— Эдмон, ты чего уставился? Делай уроки!
— Я закончил, maman.
— Делай другие. Ведь задают всегда больше. Выучи свои латинские склонения, свои греческие глаголы. Или ты хочешь вырасти таким, как он? — Она указала большим пальцем за спину, где стоял ее злополучный муж.
— Но сегодня воскресенье, maman.
— Твой выходной, да? — спросила она саркастически. Но тут же спохватилась и повернулась к отцу. — Эдмон должен стать христианином.
Мое обращение в христианство — временное, конечно, — все чаще обсуждалось родителями.

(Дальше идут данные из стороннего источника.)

PR #8432, opened 2022-04-13
MB-12275: circleci speedups

ahobson:
## Summary

This PR has 4 main changes

1. It ensures that the babel and terser cache is saved in CI only on builds on the master branch. Using the cache can chop 1-2 minutes off the client build
2. Builds the client code on a xlarge instance with a ramdisk. This saves another 1 minute or so
3. Maximizes the parallelism for every integration test. Every integration test finishes in less than ~6 minutes
4. Reworks the mtls e2e test to work in a manner similar to the other e2e tests. It now finishes in ~2 minutes.

The most recent PR run finishes in just under 14 minutes.

### DIFF
--- a/.circleci/config.yml
+++ b/.circleci/config.yml
@@ -936,8 +936,8 @@ jobs:
       - announce_failure
 
   integration_tests_milmove:
-    # parallelism requires enough files to divide by the # of parallel threads. So you need at least 4 files here
-    parallelism: 4
+    # parallelism requires enough files to divide by the # of parallel threads. So you need at least 6 files here
+    parallelism: 6
     executor: milmove_integration_tester
     steps:
       - attach_workspace:
--- a/.circleci/config.yml
+++ b/.circleci/config.yml
@@ -688,10 +688,6 @@ jobs:
       - run: rm -rf pkg/assets/assets.go && make pkg/assets/assets.go
       - run: make server_generate mocks_generate
       - run: scripts/check-generated-code pkg/gen/ $(find . -type d -name "*mocks" -exec echo -n '{} ' \;)
-      - save_cache:
-          key: go-mod-sources-v3-{{ checksum "go.sum" }}-{{ checksum "scripts/check-go-version" }}
-          paths:
-            - '~/go'
       - announce_failure
 
   # `anti_virus` uses virus detection software to scan the source code
@@ -1143,10 +1139,10 @@ jobs:
       # see https://www.npmjs.com/package/terser-webpack-plugin/v/1.4.4#cache
       - restore_cache:
           keys:
-            - v1-node-modules-cache
+            - v2-node-modules-cache-{{ checksum "yarn.lock" }}
       - run: make client_build
       - save_cache:
-          key: v1-node-modules-cache
+          key: v2-node-modules-cache-{{ checksum "yarn.lock" }}
           paths:
             - ./node_modules/.cache
       - persist_to_workspace:
--- a/.circleci/config.yml
+++ b/.circleci/config.yml
@@ -871,8 +871,8 @@ jobs:
       - announce_failure
 
   integration_tests_office:
-    # parallelism requires enough files to divide by the # of parallel threads. So you need at least 8 files here
-    parallelism: 8
+    # parallelism requires enough files to divide by the # of parallel threads. So you need at least 12 files here
+    parallelism: 12
     executor: milmove_integration_tester
     steps:
       - attach_workspace:
--- a/.circleci/config.yml
+++ b/.circleci/config.yml
@@ -99,6 +99,18 @@ executors:
         environment:
           GOPATH: /home/circleci/go
 
+  mymove_compiler_xlarge:
+    # large and no ram disk
+    resource_class: xlarge
+    working_directory: ~/transcom/mymove
+    docker:
+      - image: *circleci-docker
+        auth:
+          username: $DOCKERHUB_USERNAME
+          password: $DOCKERHUB_PASSWORD
+        environment:
+          GOPATH: /home/circleci/go
+
   mymove_ramdisk_compiler:
     # large and no ram disk
     resource_class: large
@@ -1097,14 +1109,18 @@ jobs:
   # items are in the workspace, we don't even have to checkout the
   # code again
   #
-  # the babel/terser cache below takes the compile from ~6-7m to ~4-5m !!
+  # the babel/terser cache below takes the compile step from ~6-7m to ~4-5m !!
   compile_app_client:
-    executor: mymove_ramdisk_compiler
-    working_directory: /mnt/ramdisk
+    # ahobson tested this and saw 75% of the 16GB being used
+    # (according to the resources tab on CircleCI)
+    # if it starts running out of memory, we should move away from
+    # using a ramdisk
+    #
+    # This entire step takes ~6 minutes with xlarge ramdisk
+    # This entire step takes ~7 minutes without xlarge ramdisk
+    executor: mymove_ramdisk_compiler_xlarge
     steps:
       - checkout
-      # use the yarn.lock as a key so that PRs with the same
-      # dependencies will use the same cache
       - restore_cache:
           keys:
             - v3-cache-yarn-v3-{{ checksum "yarn.lock" }}
@@ -1118,6 +1134,9 @@ jobs:
       # cacheDirectory
       #
       # see https://www.npmjs.com/package/terser-webpack-plugin/v/1.4.4#cache
+      #
+      # use the yarn.lock as a key so that PRs with the same
+      # dependencies will use the same cache
       - restore_cache:
           keys:
             - v2-node-modules-cache-{{ checksum "yarn.lock" }}
--- a/.circleci/config.yml
+++ b/.circleci/config.yml
@@ -726,15 +726,6 @@ jobs:
       - restore_cache:
           keys:
             - v1-pre-commit-dot-cache-{{ checksum ".pre-commit-config.yaml" }}
-      - run:
-          name: Output processes and resource usage every 5 seconds while job is running
-          command: |
-            while true; do
-              sleep 5
-              ps auxwwf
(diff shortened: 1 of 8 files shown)


cmd/prime-api-client/utils/shared.go
```diff
@@ -39,6 +39,8 @@ const (
 	PortFlag string = "port"
 	// InsecureFlag indicates that TLS verification and validation can be skipped
 	InsecureFlag string = "insecure"
+	// WaitFlat is how long to wait for the server to respond
```
sandy-wright, line 42: There's a small typo in this comment (says `WaitFlat` instead of `WaitFlag`). Also, an example of the format for this flag could be helpful, since time durations are represented differently all the time. 60s vs 60000, etc

cmd/prime-api-client/main.go
```diff
@@ -24,6 +25,7 @@ func initRootFlags(flag *pflag.FlagSet) {
 	flag.Bool(utils.InsecureFlag, false, "Skip TLS verification and validation")
 	flag.String(utils.FilenameFlag, "", "The name of the file being passed in")
 	flag.String(utils.IDFlag, "", "The UUID of the object being retrieved or updated")
+	flag.Duration(utils.WaitFlag, time.Second*60, "duration to wait for server to respond")
```
sandy-wright, line 28: Oof, did we really have to bump up the wait time to accommodate `listMoves`? That doesn't feel so good 😬

cmd/prime-api-client/prime/list_moves.go
```diff
@@ -77,22 +78,38 @@ func ListMoves(cmd *cobra.Command, args []string) error {
...
-	resp, err := primeGateway.MoveTaskOrder.ListMoves(&params)
-	if err != nil {
-		return utils.HandleGatewayError(err, logger)
-	}
+	startTime := time.Now()
+
+	// this wait retry logic would need to be replicated to all
+	// commands, so start with list moves for now
+	wait := v.GetDuration(utils.WaitFlag)
+	params.SetTimeout(wait)
```
sandy-wright, line 86: I like this! Nice to be flexible instead of hardcoding things

cmd/prime-api-client/prime/list_moves.go
```diff
@@ -77,22 +78,38 @@ func ListMoves(cmd *cobra.Command, args []string) error {
...
-			logger.Fatal(errJSONMarshall)
+			return nil
 		}
-		fmt.Println(string(payload))
-	} else {
-		logger.Fatal(resp.Error())
 	}
 
-	return nil
 }
```
sandy-wright, line 115: I'm out of date with my go best practices for sure, but just to double-check - we won't encounter any issues by not specifying a base-level `return nil`, right? Certainly feels better not having to rewrite it over and over, but I want to make sure there won't be a runtime error about type disagreements or something lousy like that

scripts/run-e2e-mtls-test
```diff
@@ -0,0 +1,45 @@
...
+    --keypath config/tls/devlocal-mtls.key \
+    --insecure \
+    --hostname primelocal \
+    --port 9443 \
+    "$@"
+}
+
+
+# wait for 5 minutes for the server to be ready
+prime_api_client --wait 5m list-moves
```
sandy-wright, line 23: I'm fine with this for now and realize there was a specific purpose for this PR, but is this really how we want to run integration tests? Last time I was on the project, the certs for staging had made it so the Prime API Client was all but deprecated. We could do integration tests within the go server/pkg and use load testing for further acceptance. 

Or do something else! I just had the general vibe that folks didn't enjoy using the PAC, plus having to write tests in bash is not the most fun thing in the world.

But - clearly this PR is for something else and these were moved out to a new file for the sake of the refactor. So this is fine! Just wanting to bring up this convo again so it's top-of-mind.

docker-compose.mtls.yml
```diff
@@ -4,45 +4,25 @@ services:
...
-      - '9443:9443'
+    networks:
+      default:
+        aliases:
+          - primelocal
+    image: ${MILMOVE_MTLS_IMAGE:-milmove_mtls:local}
+    entrypoint:
+      - "/bin/sh"
+      - "-c"
+      - "/bin/milmove migrate && /bin/generate-test-data --named-scenario='e2e_basic' && /bin/milmove serve"
```
sandy-wright, line 25: much more concise 👍

.circleci/config.yml
```diff
@@ -614,10 +626,21 @@ commands:
             docker cp cypress:/home/circleci/cypress/videos cypress/ 2>/dev/null || echo "No cypress videos copied"
             docker cp cypress:/home/circleci/cypress/reports cypress/ 2>/dev/null || echo "No cypress reports copied"
 
+  # this custom step has some duplication with
+  # scripts/run-e2e-mtls-test-docker because we want to run some of the
+  # steps below in parallel
   e2e_tests_mtls:
     steps:
+      - setup_remote_docker:
+          docker_layer_caching: false
```
sandy-wright, line 635: What was your reasoning behind removing the caching here? Just curious, seems like a counter-productive step to speeding up the tests, but I'm sure there are other valid reasons for wanting a fresh build whenever something changes

.circleci/config.yml
```diff
@@ -1141,14 +1134,23 @@ jobs:
...
+      # only save the cache on master builds so that PRs don't pollute
+      # the cache
+      - when:
+          condition:
+            equal: [ master, << pipeline.git.branch >>]
+          steps:
+            save_cache:
+              key: v2-node-modules-cache-{{ checksum "yarn.lock" }}
+              paths:
+                - ./node_modules/.cache
```
sandy-wright, line 1153: This makes a lot of sense and is pretty neat, although I don't totally understand the mechanisms behind this step. It is distinctly different from the docker layer caching though, right? Just curious!

sandy-wright (commented):
This looks good to me so far! I'm not totally clear on how best to test this though. What do you recommend, @ahobson?

.circleci/config.yml
ahobson: We have to pay more for docker layer caching, so that's why this is turned off everywhere we use docker.

cmd/prime-api-client/main.go
ahobson: When the server is first starting up, we need to wait until it's ready. So it's not that listMoves is slow, it's the initial server startup

scripts/run-e2e-mtls-test
```diff
@@ -0,0 +1,45 @@
...
+# now that the server is ready, actually run the tests and parse the JSON response
+
+# Integration test/health check for Prime API
+# Return moves from the list-moves endpoint where available_to_prime_at
+# is NOT NULL
+moves=$(prime_api_client --wait 5m list-moves)
```
ahobson, line 29: Don't need this 5m wait on the second call!

cmd/prime-api-client/main.go
ahobson: This is only for the first request while we wait for the server to be ready. See `scripts/run-e2e-mtls-test` for when it is used

cmd/prime-api-client/prime/list_moves.go
ahobson: In this case, the go compiler is smart enough to see this is a infinite loop without a break statement, so any code after the loop would be unreachable

.circleci/config.yml
ahobson: You'll notice that we're actually just moving this line from below, so it's the same docker setup as before, but in a new spot

cmd/prime-api-client/main.go
sandy-wright: Oh I see, my confusion was that the default in most Prime API Client commands is 30 seconds, not 60. So I thought this was a purposeful change, but it may have been a typo or oversight? Is that correct?

cmd/prime-api-client/prime/list_moves.go
sandy-wright: great, that makes sense! thank you!

.circleci/config.yml
```diff
@@ -626,16 +649,15 @@ commands:
...
-            LOGIN_GOV_MY_CLIENT_ID: urn:gov:gsa:openidconnect.profiles:sp:sso:dod:mymovemillocal
-            LOGIN_GOV_OFFICE_CLIENT_ID: urn:gov:gsa:openidconnect.profiles:sp:sso:dod:officemovemillocal
-            LOGIN_GOV_ADMIN_CLIENT_ID: urn:gov:gsa:openidconnect.profiles:sp:sso:dod:adminmovemillocal
-            LOGIN_GOV_HOSTNAME: idp.int.identitysandbox.gov
-            DOD_CA_PACKAGE: /home/circleci/transcom/mymove/config/tls/Certificates_PKCS7_v5.6_DoD.der.p7b
+            docker-compose -f docker-compose.mtls.yml up
+      - run:
+          name: run e2e mtls tests
+          command: |
+            docker run \
```
shimonacarvalho, line 656: Much tidier this way!

shimonacarvalho (approved):
Thanks for the walkthrough, looks good other than the one comment related thing.

cmd/prime-api-client/main.go
ahobson: Oh, I see now. Yes, the the default should be 30s. Updated!

.circleci/config.yml
```diff
@@ -99,6 +99,18 @@ executors:
...
+      - image: *circleci-docker
+        auth:
+          username: $DOCKERHUB_USERNAME
+          password: $DOCKERHUB_PASSWORD
+        environment:
+          GOPATH: /home/circleci/go
+
   mymove_ramdisk_compiler:
     # large and no ram disk
     resource_class: large
```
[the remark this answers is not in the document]
ahobson: Good catch. Fixed!

sandy-wright (approved):
Thanks for making those updates!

Они верили, что в самом худшем случае нацисты не тронут мальчика-христианина, поскольку не узнают о его еврейском происхождении, а если повезет, пощадят и еврейских родителей этого мальчика, даже если выплывет наружу его истинная национальность. Не могу сказать, понимали ли в то время мои родители, какую судьбу уготовили всем нам нацисты, во всяком случае, вопрос с моей красавицей-мамой они решили-таки «окончательно». Родителям было, конечно, известно, что немцы установили во Франции, как и повсюду в Европе, новый режим террора и что им готовы содействовать многие французы, служившие прежнему режиму.
— Повторяю, Конрад, мы должны его окрестить.
— Да, да, конечно должны.
— Я имею в виду — сейчас. Нельзя тянуть с этим. Мы должны поговорить с мадам Гупий. — Мадам Гупий была наша квартирная хозяйка, моя так называемая тетя Луиза. — Она поговорит со священником и поможет устроить с ним встречу.

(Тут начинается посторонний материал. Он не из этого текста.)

PR #8435, opened 2022-04-14
[MB-10787] Adjust endpoint to allow SC to approve a PPM-only move

reggieriser:
## Summary

This PR updates the existing `PATCH` endpoint for completing services counseling so that it can be called when a service counselor is approving a PPM-only move.  The URL for the endpoint is:
`/move-task-orders/{moveTaskOrderID}/status/service-counseling-completed`

When called with a move that has PPM shipments only, the endpoint should adjust the following statuses (see this [Miro board](https://miro.com/app/board/o9J_lqJFWxk=/?moveToWidget=3458764515331487801&cot=14) and this [Slack conversation](https://ustcdp3.slack.com/archives/C0250Q8469K/p1649358168020879)):

- the `moves` record becomes `APPROVED`
- the `mto_shipments` record for the PPM becomes `APPROVED`
- the `ppm_shipments` record for the PPM becomes `WAITING_ON_CUSTOMER`

## Setup to Run Your Code

<details>

##### Terminal 1

Start the Storybook locally.

```sh
make storybook
```

##### Terminal 2

Start the UI locally.

```sh
make client_run
```

##### Terminal 3

Start the Go server locally.

```sh
make server_run
```

</details>

### Additional steps

You should be able to test this in the office app by submitting the move details of a PPM-only move that has been directed to a services counselor.  Verify that the `moves`, `mto_shipments`, and `ppm_shipments` records have had their status updated in the database as described above.

There are tests in this PR that exercise both the handler and the service (as well as some new functionality in the move router).

### Backend


kylehilltruss (approved):
I've tested this on a separate branch off of this one and confirmed that the front end can submit a PPM-only move for approval and interact with the endpoint correctly.

pkg/services/move_task_order/move_task_order_updater.go
```diff
@@ -94,6 +94,106 @@ func (o moveTaskOrderUpdater) UpdateStatusServiceCounselingCompleted(appCtx appc
...
+				ppmOnlyMove = false
+				break
+			}
+		}
+		if !ppmOnlyMove {
+			return apperror.NewConflictError(move.ID, "Move should only contain PPM shipments")
+		}
+
+		// Set move status to APPROVED
+		move.Status = models.MoveStatusAPPROVED
```
duncan-truss, line 136: I know generally across the office app the MoveRouter is responsible for consolidating all move status transitions.  I see another instance in this file not using it but other methods are using it, as it's already included in the struct.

Мы жили на окраине Орлеана, в жалком районе, населенном рабочим людом, в районе хронической безработицы: серые скользкие булыжные мостовые были разукрашены битым стеклом, ржавыми жестянками и всяческими другими отбросами — спутниками бедности. Жили здесь доведенные до отчаяния люди: напиваясь, они устраивали пьяные драки, чтобы защитить свою честь, а теряя ее, избивали своих жен и сожительниц. Так что мадам Гупий была здесь белой вороной. Вдова железнодорожного служащего, который умер pour la patrie
[46]
в 1917 году, она жила на маленькую пенсию и доход от сдачи внаем большей из двух спален своего опрятного домика. Она была бедна, чистоплотна от природы и набожна и почитала своей священной обязанностью угощать чаем и бисквитами непрерывно сменявших друг друга приходских священников из давно запущенной, вечно сырой и холодной церкви, в пяти минутах ходьбы от ее дома.
— Но Эдмону почти четырнадцать, — сказал мой отец, — а у него еще не было бар-мицвы.
— Ну и что? Мы говорим о выживании, а не о жизни, какой она должна быть.
— Ладно, но все-таки бар-мицва должна предшествовать крещению, разве нет?
— Ты считаешь, что прежде, чем они опрыскают его святой водой, он должен прочесть свою часть из Торы в синагоге?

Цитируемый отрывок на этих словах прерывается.